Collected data
PR #3096, opened 2026-07-24
[CI/Build] Add ARM64 Non-CUDA release wheels

Aionw:
## Description

Add ARM64/aarch64 release support for the `mooncake-transfer-engine-non-cuda` Python wheels.

- Add production and pre-release ARM64 Non-CUDA jobs through the existing `_build-wheel.yaml` reusable workflow.
- Use `ubuntu-22.04-arm`, `pytorch/manylinuxaarch64-builder:cuda12.8`, Ninja, and the `NON_CUDA_BUILD` variant.
- Preserve HTTP, transfer-engine etcd, and Store etcd support while keeping `USE_CUDA=OFF` and `WITH_EP=OFF`.
- Disable only the ARM Rust Store bindings with `WITH_STORE_RUST=OFF` because of the known ARM link-ordering issue; fixing Rust bindings is outside this PR.
- Make production publishing wait for both architectures and use a Non-CUDA-specific artifact pattern.
- Skip both production Non-CUDA build jobs for pre-release tags, which are handled by `pre-release.yaml`.
- Make pre-release validation require the new ARM64 artifacts and raise the expected wheel minimum from 20 to 24.

No open issue or PR specifically implementing ARM64 Non-CUDA wheels was found before opening this PR. #2858 is indirectly related because it reports pip falling back to broken legacy sdists when no compatible wheel is available; this change expands ARM wheel coverage but does not fix or remove those stale sdists. The manylinux ARM job follows the architecture/container pattern established by #2968.

## Module

- [x] CI/CD
- [ ] Docs
- [ ] Other

## Type of Change

- [ ] Bug fix
- [x] New feature
- [ ] Refactor
- [ ] Breaking change
- [ ] Documentation update
- [ ] Performance improvement
- [ ] Other

## How Has This Been Tested?

The changed workflows were parsed as YAML, pre-commit passed on both touched files, and the final diff passed Git whitespace validation. A real ARM wheel build was not run locally because this checkout does not provide an ARM runner; the new pre-release job is the runtime validation path before a production tag.

**Test commands:**
```bash
python3 -c 'import pathlib, yaml; paths=[pathlib.Path(".github/workflows/release-non-cuda.yaml"), pathlib.Path(".github/workflows/pre-release.yaml")]; [yaml.safe_load(path.read_text()) for path in paths]'
pre-commit run --files .github/workflows/release-non-cuda.yaml .github/workflows/pre-release.yaml
git diff --check
```

**Test results:**
- [ ] Unit tests pass (not applicable; workflow-only change)
- [ ] Integration tests pass (requires an ARM pre-release workflow run)
- [ ] Manual testing done (no local ARM build was available)

## Checklist

- [ ] I have performed a self-review of my own code (human submitter review required before marking ready)
- [x] I have formatted my code using `./scripts/code_format.sh` (run by pre-commit)
- [ ] I have run `pre-commit run --all-files` and all hooks pass (scoped touched-file run passed)
- [ ] I have updated the documentation (not applicable; no existing support statement became false)
- [ ] I have added tests to prove my changes are effective (not applicable; validation requires an ARM workflow run)
- [ ] For changes >500 LOC: I have filed an RFC issue (not applicable; 41 insertions / 5 deletions)

## AI Assistance Disclosure

- [ ] No AI tools were used

OpenAI Codex inspected repository history and policies, implemented the workflow and guard changes, ran validation, and prepared this draft PR. The human submitter must review every changed line and be able to defend the change end-to-end before marking the PR ready.

### DIFF
--- a/.github/workflows/pre-release.yaml
+++ b/.github/workflows/pre-release.yaml
@@ -41,6 +41,20 @@ jobs:
         -DSTORE_USE_ETCD=ON -DENABLE_SCCACHE=ON -DCMAKE_BUILD_TYPE=Release
       artifact-prefix: mooncake-wheel-non-cuda-pre-release
 
+  build-non-cuda-arm64:
+    uses: ./.github/workflows/_build-wheel.yaml
+    with:
+      runner: ubuntu-22.04-arm
+      container: pytorch/manylinuxaarch64-builder:cuda12.8
+      cuda: container
+      cmake-generator: Ninja
+      variant-flag: NON_CUDA_BUILD
+      cmake-args: >-
+        -DBUILD_UNIT_TESTS=OFF -DUSE_HTTP=ON -DUSE_ETCD=ON -DUSE_CUDA=OFF -DWITH_EP=OFF
+        -DSTORE_USE_ETCD=ON -DWITH_STORE_RUST=OFF -DENABLE_SCCACHE=ON
+        -DCMAKE_BUILD_TYPE=Release
+      artifact-prefix: mooncake-wheel-non-cuda-arm64-pre-release
+
   build-cuda13:
     uses: ./.github/workflows/_build-wheel.yaml
     with:
@@ -85,7 +99,13 @@ jobs:
 
   validate-release:
     name: Validate release artifacts
-    needs: [build-cuda, build-non-cuda, build-cuda13, build-cuda-arm64, build-cuda13-arm64]
+    needs:
+      - build-cuda
+      - build-non-cuda
+      - build-non-cuda-arm64
+      - build-cuda13
+      - build-cuda-arm64
+      - build-cuda13-arm64
     runs-on: ubuntu-22.04
     permissions:
       contents: read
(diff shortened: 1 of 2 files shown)


ykwd (approved):

Icedcoco (dismissed):
Thanks for adding the ARM64 Non-CUDA wheel path. I noticed two things and wanted to get your thoughts:

1. Both new ARM64 jobs pass `build-with-ep: '0'`, but #3095 removed that input from `_build-wheel.yaml` on the current `main`. Could this cause reusable-workflow validation to fail after the PR is merged? Would it make sense to rebase and remove these two entries?

2. `release-non-cuda.yaml` matches all `v*` tags, while only `publish-release` excludes pre-release tags. As a result, an RC/pre-release tag would build the same four ARM64 Non-CUDA wheels both here and in `pre-release.yaml`. Is this intentional? If not, should the production build jobs use the same pre-release guard as `release.yaml`?

Icedcoco (approved):
LGTM. The rebased workflow changes look good to me, and the earlier concerns have been addressed.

Your goal: Across the records above, count each line that holds the word "container" and give only the resulting number.

Written reply: 3